Thank you both. I was able to implement this intermediate layer (probably not very well mind you) and it seems to work okay when call I read_to_end multiple times:

let file = File::open("/path/to/file/above")?;
let mut chunker = Chunker::new(BufReader::new(file));

let mut buf1: Vec<u8> = Vec::new();
chunker.read_to_end(&mut buf1)?;
println!("Chunk 1: {0}", String::from_utf8_lossy(&buf1));

let mut buf2: Vec<u8> = Vec::new();
chunker.read_to_end(&mut buf2)?;
println!("Chunk 2: {0}", String::from_utf8_lossy(&buf2));

(Chunker is my intermediate reader - I'll paste the full source below)

This correctly prints the 1st block of XML followed by the 2nd block of XML. When I pass the chunker to quick_xml though it seems to read both chunks in 1 go. Seems like I'm not signaling EOF properly to quick_xml. Anyone have any ideas here? I know this is getting pretty niche now.

Source for Chunker:

#[derive(Debug, PartialEq, Clone)]
enum ChunkerState {
    Skip,
    Path,
    PathEOL,
    Chunk,
}

struct Chunker<R> {
    buf_reader: BufReader<R>,
    state: ChunkerState,
    eol: bool,
    eof: bool,
}

impl<R> Chunker<R> {
    fn new(buf_reader: BufReader<R>) -> Chunker<R> {
        return Chunker {
            buf_reader: buf_reader,
            state: ChunkerState::Skip,
            eol: false,
            eof: false,
        }
    }

    fn state_transition(&mut self, byte: u8) {
        match self.state {
            ChunkerState::Skip => {
                if byte == b'#' {
                    self.state = ChunkerState::Path;
                }
            },
            ChunkerState::Path => {
                if byte == b'\n' {
                    self.state = ChunkerState::PathEOL;
                }
            },
            ChunkerState::PathEOL => {
                if byte != b'\n' && self.eol {
                    self.state = ChunkerState::Chunk;
                }
            },
            ChunkerState::Chunk => {
                if byte == b'#' && self.eol {
                    self.state = ChunkerState::Path;
                }
            }
        }

        if byte == b'\n' {
            self.eol = true;
        }
    }
}

impl<R: Read> Read for Chunker<R> {
    fn read(&mut self, buf: &mut [u8]) -> std::io::Result<usize> {
        let capacity = buf.len();
        let mut byte_buf = [0 as u8; 1];
        let mut buf_index = 0;

        if self.eof {
            // fake EOF since we reached the end of a chunk
            self.eof = false;
            return Ok(0);
        }

        loop {
            let size = self.buf_reader.read(&mut byte_buf)?;
            if size == 0 {
                // actual EOF
                return Ok(buf_index);
            }

            let byte = byte_buf[0];
            self.state_transition(byte);

            if self.state == ChunkerState::Chunk {
                // we're in the chunk so copy the byte
                buf[buf_index] = byte;
                buf_index += 1;
            } else if buf_index > 0 {
                // we have some previous chunk to emit
                self.eof = true;
                return Ok(buf_index)
            }

            if buf_index == capacity  {
                // buf is full for this call to `read`
                return Ok(buf_index);
            }
        }
    }
}
1 Like

If you regain control between quick_xml invocations, you could make your Chunker only reset its self.eof state by calling some explicit method.

1 Like

Hmm, my current implementation looks something like the example here: Reader in quick_xml::reader - Rust It reads XML tags in a loop and only breaks on EOF. Unclear to me why it's not seeing the EOF that the Chunker signals via Ok(0).

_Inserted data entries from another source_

PR #603, opened 2026-08-26
Add the pecos-synth crate: exact rings and Matsumoto-Amano synthesis

ciaranra:
Phase 1 of the Clifford+T synthesis plan. Adds a new crate, changes no existing behaviour.

## What this is

`crates/pecos-synth` provides exact number-theoretic arithmetic and exact one-qubit Clifford+T synthesis. It is the foundation for Ross-Selinger `Rz` approximation; the grid problem, the norm equation and factoring are deliberately NOT here and are later work.

Everything is exact. There is no floating point anywhere in the crate, and no tolerances: downstream code will rely on exact equality, exact unitarity and canonical forms.

## Contents

**Rings.** `Z[sqrt2]`, `Z[omega]` with `omega = e^{i pi/4}`, and `D[omega] = Z[omega][1/sqrt2]`.

`Z[omega]` elements are four `BigInt` coordinates in the basis `(1, omega, omega^2, omega^3)`, constant term first -- the basis Selinger's `newsynth` uses, so future oracle fixtures compare coordinate-wise without a change of basis. Both Galois automorphisms are provided under names that say which is which, since they are easy to confuse: `sqrt2_conjugate` (`sigma_5`, fixes `i`, negates `sqrt2`) and `conjugate` (`sigma_7`, complex conjugation, negates `i`, fixes `sqrt2`).

Divisibility by `sqrt2` uses a parity criterion rather than trial multiplication. For `y = [y0, y1, y2, y3]`, `sqrt2 | y` iff `y0 = y2 (mod 2)` and `y1 = y3 (mod 2)`; this follows from `x * sqrt2 = [x1 - x3, x0 + x2, x1 + x3, x2 - x0]`, whose coordinates 0 and 2 share parity, as do 1 and 3. The exact quotient inverts that map directly. The derivations are reproduced as comments beside the code.

`D[omega]` is stored as `(u, k)` meaning `u / sqrt2^k` in least-denominator form, with equality and hashing defined on the canonical form rather than by cross-multiplication. The exponent is a fixed-width `u32`, never `usize`, so results are reproducible across platforms; the type documents the resulting capacity limit.

**Matrices and synthesis.** Exact 2x2 matrices over `D[omega]` with an exact unitarity test (`U^dagger U == I` in the ring), and Matsumoto-Amano normal form via `exact_synthesize`, returning a structured error rather than panicking on non-unitary input.

Words are in execution order: index 0 is applied first, so the matrix product is the reverse of the vector order. This is stated in the module docs because the opposite convention is equally common and would silently transpose results. Generators are the conventional `H`, `S = diag(1, i)`, `T = diag(1, omega)`, matching what PECOS's tokens execute after #597. The `omega^j` scalar is carried as a separate field, never as a gate token, and exact synthesis emits `T` and never `Tdg`. A generated 24-entry table gives each projective Clifford class a canonical shortest-then-lexicographically-first word.

## The oracle

The number of distinct one-qubit Clifford+T unitaries with T-count at most `n` is `192 (3 * 2^n - 2)` (Matsumoto-Amano). The enumeration test builds every normal form up to `n = 4` and checks that count.

It is worth being precise about why this is evidence rather than a tautology: the test keys a map **by matrix**, asserts every insertion is new, and takes its per-level count from *distinct matrices*, never from words enumerated. So two distinct normal forms colliding to one matrix fails immediately, and the count matching then shows the enumeration is both complete and non-redundant. Each enumerated matrix is additionally re-synthesised and must return exactly the word and scalar it came from.

    T-count  distinct  cumulative  192(3*2^n - 2)
          0       192         192             192
          1       576         768             768
          2     1,152       1,920           1,920
          3     2,304       4,224           4,224
          4     4,608       8,832           8,832

## Convention fixtures, and why they are not relational

`generator_convention_is_pinned_by_absolute_coordinates` asserts absolute coordinates for `omega`, `i`, `sqrt2`, the `S` and `T` generators, and one hand-computed asymmetric product (`[T, H]` in execution order is `H * T = (1/sqrt2) [[1, omega], [1, -omega]]`).

This exists because every other test in the crate is relational, and the coordinated relabelling `omega -> omega^{-1}`, `i -> -i` preserves all of them: `omega^2 == i`, `T^2 == S`, the automorphism identities, the round trip, and the enumeration count. That mirror image is a different convention -- it makes `T` the conjugate `diag(1, e^{-i pi/4})`, which is PECOS's `Tdg`. Applying that relabelling to the source fails exactly one test, this one, and leaves the other 22 green. Please do not rewrite these as relational checks.

## Verification

- `cargo test -p pecos-synth` -- 23 passed, 0 failed
- `cargo clippy --locked --all-targets -- -D warnings` from inside the crate directory, matching the CI recipe -- clean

I suppose I could detect the final closing tag of each XML chunk and return control that way.

No, don't do more parsing — that will be extremely hard to do correctly. Just make it return Some(0) every time it is called, not only the first, until the flag/state is externally reset by your controlling code.

1 Like

Oh yes, that's so simple and worked perfectly. Thank you! Not sure why that hadn't crossed my mind to clear the EOF flag from outside.

2 Likes

This topic was automatically closed 90 days after the last reply. We invite you to open a new topic if you have further questions or comments.